Problem statement: A complete and exact copy of the data below is required.

•••

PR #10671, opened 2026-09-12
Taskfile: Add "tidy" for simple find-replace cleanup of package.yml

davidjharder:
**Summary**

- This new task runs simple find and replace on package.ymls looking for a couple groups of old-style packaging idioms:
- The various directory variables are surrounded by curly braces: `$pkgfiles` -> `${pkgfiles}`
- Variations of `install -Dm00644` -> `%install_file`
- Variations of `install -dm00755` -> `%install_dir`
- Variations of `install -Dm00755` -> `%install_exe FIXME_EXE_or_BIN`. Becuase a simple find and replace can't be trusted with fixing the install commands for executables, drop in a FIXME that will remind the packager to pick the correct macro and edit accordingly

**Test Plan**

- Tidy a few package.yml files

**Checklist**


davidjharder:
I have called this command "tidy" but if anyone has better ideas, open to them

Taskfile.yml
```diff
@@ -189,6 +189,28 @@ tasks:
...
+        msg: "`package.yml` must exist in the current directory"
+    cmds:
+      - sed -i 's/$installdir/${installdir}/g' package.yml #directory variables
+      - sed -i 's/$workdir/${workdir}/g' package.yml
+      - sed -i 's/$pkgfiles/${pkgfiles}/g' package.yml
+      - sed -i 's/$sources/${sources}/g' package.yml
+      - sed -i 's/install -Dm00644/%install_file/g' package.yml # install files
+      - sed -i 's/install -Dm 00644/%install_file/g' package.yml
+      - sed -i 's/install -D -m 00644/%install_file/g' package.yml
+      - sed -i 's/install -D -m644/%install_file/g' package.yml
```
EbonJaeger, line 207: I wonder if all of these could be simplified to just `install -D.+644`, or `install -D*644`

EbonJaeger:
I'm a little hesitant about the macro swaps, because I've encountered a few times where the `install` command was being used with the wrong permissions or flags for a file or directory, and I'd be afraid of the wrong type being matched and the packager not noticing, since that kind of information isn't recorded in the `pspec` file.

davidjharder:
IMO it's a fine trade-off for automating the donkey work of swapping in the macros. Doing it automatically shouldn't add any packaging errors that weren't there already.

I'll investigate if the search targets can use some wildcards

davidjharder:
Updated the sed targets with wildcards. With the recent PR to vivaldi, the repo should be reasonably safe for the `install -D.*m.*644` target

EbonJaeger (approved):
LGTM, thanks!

•••

Exercise result:
PR #10671, opened 2026-09-12
Taskfile: Add "tidy" for simple find-replace cleanup of package.yml

davidjharder:
**Summary**

- This new task runs simple find and replace on package.ymls looking for a couple groups of old-style packaging idioms:
- The various directory variables are surrounded by curly braces: `$pkgfiles` -> `${pkgfiles}`
- Variations of `install -Dm00644` -> `%install_file`
- Variations of `install -dm00755` -> `%install_dir`
- Variations of `install -Dm00755` -> `%install_exe FIXME_EXE_or_BIN`. Becuase a simple find and replace can't be trusted with fixing the install commands for executables, drop in a FIXME that will remind the packager to pick the correct macro and edit accordingly

**Test Plan**

- Tidy a few package.yml files

**Checklist**


davidjharder:
I have called this command "tidy" but if anyone has better ideas, open to them

Taskfile.yml
```diff
@@ -189,6 +189,28 @@ tasks:
...
+        msg: "`package.yml` must exist in the current directory"
+    cmds:
+      - sed -i 's/$installdir/${installdir}/g' package.yml #directory variables
+      - sed -i 's/$workdir/${workdir}/g' package.yml
+      - sed -i 's/$pkgfiles/${pkgfiles}/g' package.yml
+      - sed -i 's/$sources/${sources}/g' package.yml
+      - sed -i 's/install -Dm00644/%install_file/g' package.yml # install files
+      - sed -i 's/install -Dm 00644/%install_file/g' package.yml
+      - sed -i 's/install -D -m 00644/%install_file/g' package.yml
+      - sed -i 's/install -D -m644/%install_file/g' package.yml
```
EbonJaeger, line 207: I wonder if all of these could be simplified to just `install -D.+644`, or `install -D*644`

EbonJaeger:
I'm a little hesitant about the macro swaps, because I've encountered a few times where the `install` command was being used with the wrong permissions or flags for a file or directory, and I'd be afraid of the wrong type being matched and the packager not noticing, since that kind of information isn't recorded in the `pspec` file.

davidjharder:
IMO it's a fine trade-off for automating the donkey work of swapping in the macros. Doing it automatically shouldn't add any packaging errors that weren't there already.

I'll investigate if the search targets can use some wildcards

davidjharder:
Updated the sed targets with wildcards. With the recent PR to vivaldi, the repo should be reasonably safe for the `install -D.*m.*644` target

EbonJaeger (approved):
LGTM, thanks!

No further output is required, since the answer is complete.